Das hat schon mancherlei Gründe. Zum Einen will sich keiner mehr die Arbeit antun. Wozu auch, irgendjemand wird auf der (Treib-)Jagd schon seinen Fiffi dabei haben und man kann entspannt den Tag genießen. Auch hört man des öfteren, dass auf Ansitzjagd einfach eine Wärmebildkamera den Hund ersetzt, falls mal eine Suche notwendig wird ...

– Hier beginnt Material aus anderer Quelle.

PR #277, opened 2020-06-10
Select all checkbox in FullHierarchyTable

sergromanov4:
Fixed "Select all" checkbox  in FullHierarchyTable.

### DIFF
--- a/CHANGELOG.md
+++ b/CHANGELOG.md
@@ -1,3 +1,10 @@
+# Version 1.14.1
+
+## Fixes
+
+* `limit` calculated incorrectly after 1.14.0 leading to broken pagination ([#264](https://github.com/tesler-platform/tesler-ui/issues/264))
+* `<TableWidget />` does not recalculate columns after 1.14.0 due to missing prop dependency leading to missing filtration and sorting ([#270](https://github.com/tesler-platform/tesler-ui/issues/270))
+
 # Version 1.14.0
 
 ## Features
--- a/package.json
+++ b/package.json
@@ -1,6 +1,6 @@
 {
   "name": "@tesler-ui/core",
-  "version": "1.14.0",
+  "version": "1.14.1",
   "main": "tesler-ui-core.js",
   "homepage": "https://tesler.io/",
   "types": "index.d.ts",
--- a/src/components/FullHierarchyTable/FullHierarchyTable.tsx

Ich war vor zwei Tagen auf einer Treibjagd eingeladen, wo zu meinem Erstaunen bei etwa 25 Schützen fast kein Hund anwesend war. Ich hatte den einzigen Vorsteher. Viel wurde nicht erlegt. Haben an dem Tag zwei Hasen verlorengesucht. Den Ersten haben wir zum Glück bekommen, nachdem ein anderer Hundeführer mit seinem Hund (die Rasse nenne ich jetzt nicht) am Strick sein Glück versuchte und wie sich später rausstellte 2 m neben dem erlegten Stück vorbei zog und 100 m in die verkehrte Richtung spazierte ... Da ist man dann schon stolz und ich empfand das als Lohn meiner Mühen. War ja erst sein zweiter warmer Hase, welchen mir mein Hund gebracht hat. Den zweiten angebleiten arbeitete er Spurlaut über zwei Senffelder, hat ihn jedoch leider im letzten, sehr dichten Feld verloren.

Heut hab ich mal angefangen für die Bringtreue zu üben und hab auch noch eine 900 m - Schleppe mit'm Karnickel gezogen, weil ich die Langschleppenprüfung führen werde und mal schauen wollte wie er sich anstellt. Beides endete zu meiner vollsten Zufriedenheit.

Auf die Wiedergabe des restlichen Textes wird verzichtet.